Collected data
──────────

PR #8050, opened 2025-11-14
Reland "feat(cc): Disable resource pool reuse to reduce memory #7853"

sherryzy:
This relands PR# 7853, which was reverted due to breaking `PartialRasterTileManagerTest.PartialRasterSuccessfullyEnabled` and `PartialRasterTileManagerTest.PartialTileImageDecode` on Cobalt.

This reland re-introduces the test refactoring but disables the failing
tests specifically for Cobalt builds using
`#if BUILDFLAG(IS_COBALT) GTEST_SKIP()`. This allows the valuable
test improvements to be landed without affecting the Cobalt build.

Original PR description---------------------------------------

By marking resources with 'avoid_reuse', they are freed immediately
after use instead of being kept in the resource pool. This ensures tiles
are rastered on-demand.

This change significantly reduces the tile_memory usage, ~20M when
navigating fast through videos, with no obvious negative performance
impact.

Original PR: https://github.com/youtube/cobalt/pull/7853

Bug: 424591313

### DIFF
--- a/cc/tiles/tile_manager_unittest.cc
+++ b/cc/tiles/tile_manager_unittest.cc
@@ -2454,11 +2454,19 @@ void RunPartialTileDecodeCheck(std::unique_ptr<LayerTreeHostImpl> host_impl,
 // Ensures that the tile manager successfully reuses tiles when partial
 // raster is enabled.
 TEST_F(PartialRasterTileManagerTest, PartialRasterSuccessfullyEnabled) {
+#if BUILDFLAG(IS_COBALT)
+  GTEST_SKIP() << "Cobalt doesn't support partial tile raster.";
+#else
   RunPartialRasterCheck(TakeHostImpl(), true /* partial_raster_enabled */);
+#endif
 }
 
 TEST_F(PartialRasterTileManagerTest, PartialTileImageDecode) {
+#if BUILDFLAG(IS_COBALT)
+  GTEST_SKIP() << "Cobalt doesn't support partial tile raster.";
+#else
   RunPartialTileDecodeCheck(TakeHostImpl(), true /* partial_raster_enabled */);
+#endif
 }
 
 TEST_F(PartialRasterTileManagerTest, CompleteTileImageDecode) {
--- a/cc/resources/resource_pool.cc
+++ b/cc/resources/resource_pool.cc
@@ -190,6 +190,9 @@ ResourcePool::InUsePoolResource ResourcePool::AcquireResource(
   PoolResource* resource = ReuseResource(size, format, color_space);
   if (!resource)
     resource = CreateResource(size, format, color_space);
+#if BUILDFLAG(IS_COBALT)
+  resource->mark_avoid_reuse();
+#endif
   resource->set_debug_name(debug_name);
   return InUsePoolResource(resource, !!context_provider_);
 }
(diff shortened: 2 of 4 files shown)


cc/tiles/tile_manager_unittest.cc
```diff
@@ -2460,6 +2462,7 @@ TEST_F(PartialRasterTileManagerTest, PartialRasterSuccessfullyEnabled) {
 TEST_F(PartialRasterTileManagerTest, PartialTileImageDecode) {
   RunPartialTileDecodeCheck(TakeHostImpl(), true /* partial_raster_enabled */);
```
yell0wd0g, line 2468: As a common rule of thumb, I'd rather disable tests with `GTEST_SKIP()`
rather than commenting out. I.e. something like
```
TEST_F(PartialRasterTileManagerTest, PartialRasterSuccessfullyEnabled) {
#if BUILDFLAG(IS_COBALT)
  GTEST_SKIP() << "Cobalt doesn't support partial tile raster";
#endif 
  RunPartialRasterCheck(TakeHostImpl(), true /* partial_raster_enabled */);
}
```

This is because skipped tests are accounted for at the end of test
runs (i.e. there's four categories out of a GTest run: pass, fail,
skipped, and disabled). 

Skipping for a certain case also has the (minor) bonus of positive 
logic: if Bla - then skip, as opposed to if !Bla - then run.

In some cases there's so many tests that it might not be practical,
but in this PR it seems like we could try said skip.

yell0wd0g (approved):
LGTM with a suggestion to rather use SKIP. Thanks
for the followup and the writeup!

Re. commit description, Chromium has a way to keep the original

──────────

### TASK DETAILS
Reproduce every single entry above exactly.

### RESPONSE BELOW
PR #8050, opened 2025-11-14
Reland "feat(cc): Disable resource pool reuse to reduce memory #7853"

sherryzy:
This relands PR# 7853, which was reverted due to breaking `PartialRasterTileManagerTest.PartialRasterSuccessfullyEnabled` and `PartialRasterTileManagerTest.PartialTileImageDecode` on Cobalt.

This reland re-introduces the test refactoring but disables the failing
tests specifically for Cobalt builds using
`#if BUILDFLAG(IS_COBALT) GTEST_SKIP()`. This allows the valuable
test improvements to be landed without affecting the Cobalt build.

Original PR description---------------------------------------

By marking resources with 'avoid_reuse', they are freed immediately
after use instead of being kept in the resource pool. This ensures tiles
are rastered on-demand.

This change significantly reduces the tile_memory usage, ~20M when
navigating fast through videos, with no obvious negative performance
impact.

Original PR: https://github.com/youtube/cobalt/pull/7853

Bug: 424591313

### DIFF
--- a/cc/tiles/tile_manager_unittest.cc
+++ b/cc/tiles/tile_manager_unittest.cc
@@ -2454,11 +2454,19 @@ void RunPartialTileDecodeCheck(std::unique_ptr<LayerTreeHostImpl> host_impl,
 // Ensures that the tile manager successfully reuses tiles when partial
 // raster is enabled.
 TEST_F(PartialRasterTileManagerTest, PartialRasterSuccessfullyEnabled) {
+#if BUILDFLAG(IS_COBALT)
+  GTEST_SKIP() << "Cobalt doesn't support partial tile raster.";
+#else
   RunPartialRasterCheck(TakeHostImpl(), true /* partial_raster_enabled */);
+#endif
 }
 
 TEST_F(PartialRasterTileManagerTest, PartialTileImageDecode) {
+#if BUILDFLAG(IS_COBALT)
+  GTEST_SKIP() << "Cobalt doesn't support partial tile raster.";
+#else
   RunPartialTileDecodeCheck(TakeHostImpl(), true /* partial_raster_enabled */);
+#endif
 }
 
 TEST_F(PartialRasterTileManagerTest, CompleteTileImageDecode) {
--- a/cc/resources/resource_pool.cc
+++ b/cc/resources/resource_pool.cc
@@ -190,6 +190,9 @@ ResourcePool::InUsePoolResource ResourcePool::AcquireResource(
   PoolResource* resource = ReuseResource(size, format, color_space);
   if (!resource)
     resource = CreateResource(size, format, color_space);
+#if BUILDFLAG(IS_COBALT)
+  resource->mark_avoid_reuse();
+#endif
   resource->set_debug_name(debug_name);
   return InUsePoolResource(resource, !!context_provider_);
 }
(diff shortened: 2 of 4 files shown)


cc/tiles/tile_manager_unittest.cc
```diff
@@ -2460,6 +2462,7 @@ TEST_F(PartialRasterTileManagerTest, PartialRasterSuccessfullyEnabled) {
 TEST_F(PartialRasterTileManagerTest, PartialTileImageDecode) {
   RunPartialTileDecodeCheck(TakeHostImpl(), true /* partial_raster_enabled */);
```
yell0wd0g, line 2468: As a common rule of thumb, I'd rather disable tests with `GTEST_SKIP()`
rather than commenting out. I.e. something like
```
TEST_F(PartialRasterTileManagerTest, PartialRasterSuccessfullyEnabled) {
#if BUILDFLAG(IS_COBALT)
  GTEST_SKIP() << "Cobalt doesn't support partial tile raster";
#endif 
  RunPartialRasterCheck(TakeHostImpl(), true /* partial_raster_enabled */);
}
```

This is because skipped tests are accounted for at the end of test
runs (i.e. there's four categories out of a GTest run: pass, fail,
skipped, and disabled). 

Skipping for a certain case also has the (minor) bonus of positive 
logic: if Bla - then skip, as opposed to if !Bla - then run.

In some cases there's so many tests that it might not be practical,
but in this PR it seems like we could try said skip.

yell0wd0g (approved):
LGTM with a suggestion to rather use SKIP. Thanks
for the followup and the writeup!

Re. commit description, Chromium has a way to keep the original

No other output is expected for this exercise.